- **SUPPLIED MATERIAL**
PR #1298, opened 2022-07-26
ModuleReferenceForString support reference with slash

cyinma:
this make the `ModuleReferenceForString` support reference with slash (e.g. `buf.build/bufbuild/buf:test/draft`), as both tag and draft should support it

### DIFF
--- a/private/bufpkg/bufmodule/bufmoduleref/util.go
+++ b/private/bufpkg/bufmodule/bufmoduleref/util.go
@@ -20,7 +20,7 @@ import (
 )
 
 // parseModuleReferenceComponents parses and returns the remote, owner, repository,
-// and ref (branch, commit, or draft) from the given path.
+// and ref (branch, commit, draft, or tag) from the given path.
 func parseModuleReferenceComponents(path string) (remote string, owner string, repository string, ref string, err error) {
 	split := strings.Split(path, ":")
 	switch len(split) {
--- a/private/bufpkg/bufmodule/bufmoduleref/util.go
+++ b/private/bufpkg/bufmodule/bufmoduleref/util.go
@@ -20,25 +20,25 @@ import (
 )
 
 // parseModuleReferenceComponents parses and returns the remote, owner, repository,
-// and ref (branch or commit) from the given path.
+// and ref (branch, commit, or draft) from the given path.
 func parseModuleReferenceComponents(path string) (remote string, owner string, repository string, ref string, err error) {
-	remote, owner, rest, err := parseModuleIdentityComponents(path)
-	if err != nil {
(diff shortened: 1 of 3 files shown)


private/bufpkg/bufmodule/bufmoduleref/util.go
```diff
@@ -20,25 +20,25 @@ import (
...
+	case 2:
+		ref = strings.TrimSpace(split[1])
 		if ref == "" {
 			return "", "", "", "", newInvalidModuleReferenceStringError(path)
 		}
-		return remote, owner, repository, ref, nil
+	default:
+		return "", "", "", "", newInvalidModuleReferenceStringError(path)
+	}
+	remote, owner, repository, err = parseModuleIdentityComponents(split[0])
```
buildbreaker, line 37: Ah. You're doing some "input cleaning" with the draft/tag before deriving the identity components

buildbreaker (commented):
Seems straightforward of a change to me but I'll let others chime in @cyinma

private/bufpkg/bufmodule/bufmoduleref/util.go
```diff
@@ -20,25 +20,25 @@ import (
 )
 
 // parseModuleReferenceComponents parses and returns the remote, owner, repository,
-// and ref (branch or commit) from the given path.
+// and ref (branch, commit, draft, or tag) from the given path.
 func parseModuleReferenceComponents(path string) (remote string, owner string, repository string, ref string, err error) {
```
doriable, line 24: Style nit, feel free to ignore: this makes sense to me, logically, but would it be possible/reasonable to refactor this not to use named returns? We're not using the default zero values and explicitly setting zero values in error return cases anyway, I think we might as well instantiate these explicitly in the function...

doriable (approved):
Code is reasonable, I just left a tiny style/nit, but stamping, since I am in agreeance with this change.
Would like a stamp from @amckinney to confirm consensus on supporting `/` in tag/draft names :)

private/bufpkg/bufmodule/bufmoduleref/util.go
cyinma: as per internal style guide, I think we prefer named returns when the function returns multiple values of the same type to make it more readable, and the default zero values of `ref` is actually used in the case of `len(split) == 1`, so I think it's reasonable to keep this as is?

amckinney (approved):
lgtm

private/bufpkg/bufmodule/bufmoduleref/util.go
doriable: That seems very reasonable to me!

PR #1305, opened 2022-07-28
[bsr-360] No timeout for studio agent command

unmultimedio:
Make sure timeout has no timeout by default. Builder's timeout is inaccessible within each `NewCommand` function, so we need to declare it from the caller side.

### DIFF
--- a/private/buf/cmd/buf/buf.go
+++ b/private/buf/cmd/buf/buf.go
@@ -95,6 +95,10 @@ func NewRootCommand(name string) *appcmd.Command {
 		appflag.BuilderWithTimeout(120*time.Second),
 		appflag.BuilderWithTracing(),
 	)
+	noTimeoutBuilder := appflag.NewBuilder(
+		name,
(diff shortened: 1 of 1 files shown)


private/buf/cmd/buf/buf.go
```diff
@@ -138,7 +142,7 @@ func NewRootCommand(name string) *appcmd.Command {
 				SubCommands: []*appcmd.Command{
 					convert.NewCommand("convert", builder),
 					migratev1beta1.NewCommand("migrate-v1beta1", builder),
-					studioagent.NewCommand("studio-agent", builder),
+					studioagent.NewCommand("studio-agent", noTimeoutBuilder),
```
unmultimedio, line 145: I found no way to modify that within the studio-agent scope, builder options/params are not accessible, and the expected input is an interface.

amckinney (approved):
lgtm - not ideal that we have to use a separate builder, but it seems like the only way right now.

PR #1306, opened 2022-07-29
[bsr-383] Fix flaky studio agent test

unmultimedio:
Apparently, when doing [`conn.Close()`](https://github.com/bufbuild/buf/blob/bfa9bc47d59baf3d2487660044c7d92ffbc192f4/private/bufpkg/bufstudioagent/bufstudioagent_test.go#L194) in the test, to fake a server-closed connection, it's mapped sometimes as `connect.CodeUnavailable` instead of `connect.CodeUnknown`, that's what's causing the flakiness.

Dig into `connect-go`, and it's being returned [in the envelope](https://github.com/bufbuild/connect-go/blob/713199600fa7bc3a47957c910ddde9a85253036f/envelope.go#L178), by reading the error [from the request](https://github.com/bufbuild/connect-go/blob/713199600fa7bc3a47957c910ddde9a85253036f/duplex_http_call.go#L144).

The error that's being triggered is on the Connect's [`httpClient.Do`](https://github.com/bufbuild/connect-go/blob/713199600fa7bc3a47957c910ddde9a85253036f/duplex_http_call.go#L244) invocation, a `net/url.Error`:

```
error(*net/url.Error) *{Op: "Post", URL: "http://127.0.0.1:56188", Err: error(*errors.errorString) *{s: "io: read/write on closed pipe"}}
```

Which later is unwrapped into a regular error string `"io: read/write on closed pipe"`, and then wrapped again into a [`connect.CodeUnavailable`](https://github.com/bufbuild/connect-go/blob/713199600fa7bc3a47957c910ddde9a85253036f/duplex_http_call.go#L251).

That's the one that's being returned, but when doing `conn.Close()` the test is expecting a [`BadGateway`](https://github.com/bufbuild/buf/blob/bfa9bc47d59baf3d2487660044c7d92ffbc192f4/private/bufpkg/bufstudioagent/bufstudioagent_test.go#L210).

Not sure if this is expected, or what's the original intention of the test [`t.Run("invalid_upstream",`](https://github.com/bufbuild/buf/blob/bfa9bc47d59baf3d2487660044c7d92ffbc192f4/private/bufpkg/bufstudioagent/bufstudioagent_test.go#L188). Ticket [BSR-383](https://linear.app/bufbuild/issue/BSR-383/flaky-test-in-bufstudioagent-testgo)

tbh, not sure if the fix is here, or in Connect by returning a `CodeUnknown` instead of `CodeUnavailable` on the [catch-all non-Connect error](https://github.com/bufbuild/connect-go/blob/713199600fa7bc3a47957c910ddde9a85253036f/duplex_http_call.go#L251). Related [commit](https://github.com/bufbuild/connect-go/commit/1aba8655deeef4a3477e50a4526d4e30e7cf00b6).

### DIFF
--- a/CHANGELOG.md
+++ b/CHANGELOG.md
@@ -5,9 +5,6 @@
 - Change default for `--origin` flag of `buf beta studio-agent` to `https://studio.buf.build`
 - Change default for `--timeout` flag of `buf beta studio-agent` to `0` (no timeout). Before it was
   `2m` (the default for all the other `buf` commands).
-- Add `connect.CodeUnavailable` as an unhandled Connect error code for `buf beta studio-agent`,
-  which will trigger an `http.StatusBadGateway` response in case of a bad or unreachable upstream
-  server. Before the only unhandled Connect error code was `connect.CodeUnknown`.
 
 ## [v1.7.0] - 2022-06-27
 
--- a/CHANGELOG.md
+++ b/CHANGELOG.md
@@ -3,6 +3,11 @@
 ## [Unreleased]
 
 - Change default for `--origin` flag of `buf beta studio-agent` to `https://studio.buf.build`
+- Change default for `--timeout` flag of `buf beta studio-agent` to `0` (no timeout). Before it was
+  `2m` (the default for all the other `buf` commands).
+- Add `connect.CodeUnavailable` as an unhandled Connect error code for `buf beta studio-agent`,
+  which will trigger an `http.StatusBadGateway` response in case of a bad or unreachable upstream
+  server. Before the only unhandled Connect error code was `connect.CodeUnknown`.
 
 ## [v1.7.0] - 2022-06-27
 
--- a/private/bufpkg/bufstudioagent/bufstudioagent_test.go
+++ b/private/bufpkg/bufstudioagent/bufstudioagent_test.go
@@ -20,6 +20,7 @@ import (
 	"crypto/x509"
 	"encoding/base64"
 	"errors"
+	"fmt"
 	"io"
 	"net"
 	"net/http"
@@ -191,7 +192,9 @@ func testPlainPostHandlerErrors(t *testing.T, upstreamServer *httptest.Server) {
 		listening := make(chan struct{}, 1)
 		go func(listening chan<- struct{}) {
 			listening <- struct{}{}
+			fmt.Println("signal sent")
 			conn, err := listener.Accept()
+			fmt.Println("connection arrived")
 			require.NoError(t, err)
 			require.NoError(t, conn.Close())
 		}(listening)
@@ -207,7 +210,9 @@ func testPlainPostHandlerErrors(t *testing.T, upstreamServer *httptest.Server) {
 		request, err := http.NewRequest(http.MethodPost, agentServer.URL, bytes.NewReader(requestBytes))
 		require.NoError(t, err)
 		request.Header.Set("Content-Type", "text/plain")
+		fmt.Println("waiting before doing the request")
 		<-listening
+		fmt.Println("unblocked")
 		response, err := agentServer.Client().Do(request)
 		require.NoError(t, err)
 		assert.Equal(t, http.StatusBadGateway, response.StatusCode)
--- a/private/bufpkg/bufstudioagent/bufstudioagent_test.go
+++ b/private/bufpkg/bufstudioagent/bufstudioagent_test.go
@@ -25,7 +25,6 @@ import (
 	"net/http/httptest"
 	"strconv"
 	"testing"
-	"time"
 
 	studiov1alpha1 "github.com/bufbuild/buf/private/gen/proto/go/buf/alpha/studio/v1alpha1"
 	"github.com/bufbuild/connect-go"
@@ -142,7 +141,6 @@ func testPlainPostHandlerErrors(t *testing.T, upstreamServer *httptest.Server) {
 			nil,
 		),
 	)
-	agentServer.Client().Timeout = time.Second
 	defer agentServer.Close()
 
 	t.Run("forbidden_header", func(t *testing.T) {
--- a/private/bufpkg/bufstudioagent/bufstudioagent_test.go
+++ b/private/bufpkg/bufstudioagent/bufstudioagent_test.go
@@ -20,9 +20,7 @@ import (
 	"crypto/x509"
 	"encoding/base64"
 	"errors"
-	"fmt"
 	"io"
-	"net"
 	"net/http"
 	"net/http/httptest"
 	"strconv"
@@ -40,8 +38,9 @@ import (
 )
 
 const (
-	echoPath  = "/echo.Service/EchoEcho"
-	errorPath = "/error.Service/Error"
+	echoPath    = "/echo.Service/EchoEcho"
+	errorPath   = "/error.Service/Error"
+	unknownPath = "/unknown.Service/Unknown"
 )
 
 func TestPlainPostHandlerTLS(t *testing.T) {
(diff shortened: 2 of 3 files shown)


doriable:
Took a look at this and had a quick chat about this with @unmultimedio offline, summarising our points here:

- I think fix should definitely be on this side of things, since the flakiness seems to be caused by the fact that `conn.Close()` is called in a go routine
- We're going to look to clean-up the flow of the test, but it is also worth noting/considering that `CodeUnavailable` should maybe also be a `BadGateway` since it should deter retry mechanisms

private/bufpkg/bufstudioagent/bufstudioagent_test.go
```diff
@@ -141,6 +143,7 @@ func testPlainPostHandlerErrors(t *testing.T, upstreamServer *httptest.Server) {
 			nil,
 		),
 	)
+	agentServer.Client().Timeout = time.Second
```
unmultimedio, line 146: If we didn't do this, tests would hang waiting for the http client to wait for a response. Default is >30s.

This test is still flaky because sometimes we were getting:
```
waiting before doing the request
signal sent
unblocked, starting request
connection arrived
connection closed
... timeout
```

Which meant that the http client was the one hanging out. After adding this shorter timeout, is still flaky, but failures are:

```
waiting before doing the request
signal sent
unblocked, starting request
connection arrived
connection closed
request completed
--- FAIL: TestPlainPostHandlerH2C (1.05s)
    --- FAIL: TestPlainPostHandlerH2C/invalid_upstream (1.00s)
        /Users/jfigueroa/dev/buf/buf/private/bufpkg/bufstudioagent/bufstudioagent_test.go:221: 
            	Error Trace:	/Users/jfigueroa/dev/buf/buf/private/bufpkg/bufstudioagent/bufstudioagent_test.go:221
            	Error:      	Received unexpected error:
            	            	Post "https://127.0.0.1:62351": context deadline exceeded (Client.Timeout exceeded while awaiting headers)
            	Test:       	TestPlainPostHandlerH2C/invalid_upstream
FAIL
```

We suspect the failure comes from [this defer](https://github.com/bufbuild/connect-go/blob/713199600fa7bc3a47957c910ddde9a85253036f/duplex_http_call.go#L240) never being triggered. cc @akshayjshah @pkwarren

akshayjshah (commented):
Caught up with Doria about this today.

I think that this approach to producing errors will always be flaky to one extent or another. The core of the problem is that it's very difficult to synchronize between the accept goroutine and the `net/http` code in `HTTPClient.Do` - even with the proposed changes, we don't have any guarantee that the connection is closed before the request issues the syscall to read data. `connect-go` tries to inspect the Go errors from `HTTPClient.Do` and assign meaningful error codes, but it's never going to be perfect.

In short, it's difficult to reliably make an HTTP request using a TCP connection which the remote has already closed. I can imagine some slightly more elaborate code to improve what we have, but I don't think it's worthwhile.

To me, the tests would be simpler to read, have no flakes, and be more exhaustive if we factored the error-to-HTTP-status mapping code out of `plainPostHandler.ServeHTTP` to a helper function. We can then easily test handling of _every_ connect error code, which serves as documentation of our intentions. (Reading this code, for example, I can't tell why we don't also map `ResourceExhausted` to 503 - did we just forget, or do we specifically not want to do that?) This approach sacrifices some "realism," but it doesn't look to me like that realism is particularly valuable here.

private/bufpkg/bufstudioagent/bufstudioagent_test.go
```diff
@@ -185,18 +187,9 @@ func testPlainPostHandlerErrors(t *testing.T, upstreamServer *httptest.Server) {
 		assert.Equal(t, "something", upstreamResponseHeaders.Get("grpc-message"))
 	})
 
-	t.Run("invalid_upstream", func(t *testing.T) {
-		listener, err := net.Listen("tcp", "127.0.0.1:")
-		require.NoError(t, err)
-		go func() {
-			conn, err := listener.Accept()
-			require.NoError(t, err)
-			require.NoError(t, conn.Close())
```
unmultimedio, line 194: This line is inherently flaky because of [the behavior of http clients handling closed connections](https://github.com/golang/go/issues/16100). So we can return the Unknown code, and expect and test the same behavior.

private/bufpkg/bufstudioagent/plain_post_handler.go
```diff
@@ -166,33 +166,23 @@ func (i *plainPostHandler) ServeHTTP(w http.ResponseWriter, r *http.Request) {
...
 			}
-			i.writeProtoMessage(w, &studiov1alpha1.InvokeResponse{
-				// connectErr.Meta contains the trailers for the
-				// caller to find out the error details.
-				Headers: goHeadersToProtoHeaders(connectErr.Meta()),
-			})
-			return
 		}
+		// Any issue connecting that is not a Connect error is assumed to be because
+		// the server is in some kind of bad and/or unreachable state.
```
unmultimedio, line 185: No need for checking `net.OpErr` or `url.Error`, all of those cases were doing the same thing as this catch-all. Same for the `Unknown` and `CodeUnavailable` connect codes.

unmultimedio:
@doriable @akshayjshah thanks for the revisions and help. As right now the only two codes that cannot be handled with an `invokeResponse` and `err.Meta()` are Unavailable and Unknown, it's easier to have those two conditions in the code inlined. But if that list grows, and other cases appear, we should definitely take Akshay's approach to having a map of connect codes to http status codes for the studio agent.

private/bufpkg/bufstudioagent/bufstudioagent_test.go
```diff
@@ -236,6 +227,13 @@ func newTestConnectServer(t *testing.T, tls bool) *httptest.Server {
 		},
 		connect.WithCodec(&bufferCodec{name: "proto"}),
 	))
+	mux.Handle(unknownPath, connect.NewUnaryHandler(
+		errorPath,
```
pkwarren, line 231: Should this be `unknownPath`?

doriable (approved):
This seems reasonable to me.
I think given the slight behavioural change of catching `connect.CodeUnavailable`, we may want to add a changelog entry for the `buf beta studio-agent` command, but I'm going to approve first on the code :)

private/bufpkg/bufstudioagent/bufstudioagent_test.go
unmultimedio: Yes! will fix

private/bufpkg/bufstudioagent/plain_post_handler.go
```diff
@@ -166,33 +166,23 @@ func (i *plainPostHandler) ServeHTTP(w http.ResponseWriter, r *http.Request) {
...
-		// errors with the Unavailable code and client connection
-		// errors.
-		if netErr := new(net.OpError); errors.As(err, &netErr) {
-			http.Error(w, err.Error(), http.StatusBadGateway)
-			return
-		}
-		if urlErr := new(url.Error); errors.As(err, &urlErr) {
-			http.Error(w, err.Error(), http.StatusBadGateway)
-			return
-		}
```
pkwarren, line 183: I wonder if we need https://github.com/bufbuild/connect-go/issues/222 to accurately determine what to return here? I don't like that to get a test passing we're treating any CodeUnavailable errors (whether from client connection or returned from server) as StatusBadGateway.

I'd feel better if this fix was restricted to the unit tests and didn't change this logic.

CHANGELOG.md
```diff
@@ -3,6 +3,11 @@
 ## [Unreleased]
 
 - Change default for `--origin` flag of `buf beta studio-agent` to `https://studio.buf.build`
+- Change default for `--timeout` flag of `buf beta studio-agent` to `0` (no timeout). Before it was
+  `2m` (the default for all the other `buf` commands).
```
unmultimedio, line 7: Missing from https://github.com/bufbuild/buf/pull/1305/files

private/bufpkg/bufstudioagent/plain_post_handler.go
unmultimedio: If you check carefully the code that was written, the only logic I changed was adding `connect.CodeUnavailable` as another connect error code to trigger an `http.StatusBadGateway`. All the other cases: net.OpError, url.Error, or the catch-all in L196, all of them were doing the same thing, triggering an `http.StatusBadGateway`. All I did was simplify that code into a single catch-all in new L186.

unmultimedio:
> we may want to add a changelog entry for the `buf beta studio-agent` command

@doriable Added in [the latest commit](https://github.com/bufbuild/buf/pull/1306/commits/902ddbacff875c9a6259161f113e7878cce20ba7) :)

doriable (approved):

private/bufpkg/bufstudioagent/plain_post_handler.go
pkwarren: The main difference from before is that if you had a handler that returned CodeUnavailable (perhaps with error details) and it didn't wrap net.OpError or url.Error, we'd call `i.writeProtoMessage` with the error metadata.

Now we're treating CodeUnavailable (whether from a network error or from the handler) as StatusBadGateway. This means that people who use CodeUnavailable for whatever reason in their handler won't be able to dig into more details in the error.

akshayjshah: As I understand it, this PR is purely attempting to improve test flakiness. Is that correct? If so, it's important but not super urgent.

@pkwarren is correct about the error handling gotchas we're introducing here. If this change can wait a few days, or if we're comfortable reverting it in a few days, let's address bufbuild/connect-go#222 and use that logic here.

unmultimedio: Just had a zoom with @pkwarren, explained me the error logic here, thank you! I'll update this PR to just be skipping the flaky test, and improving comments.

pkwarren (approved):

- **ACTIVITY**
All lines in the records above that contain "defer" are to be reported.

- **RESPONSE BOX**
 	defer agentServer.Close()
We suspect the failure comes from [this defer](https://github.com/bufbuild/connect-go/blob/713199600fa7bc3a47957c910ddde9a85253036f/duplex_http_call.go#L240) never being triggered. cc @akshayjshah @pkwarren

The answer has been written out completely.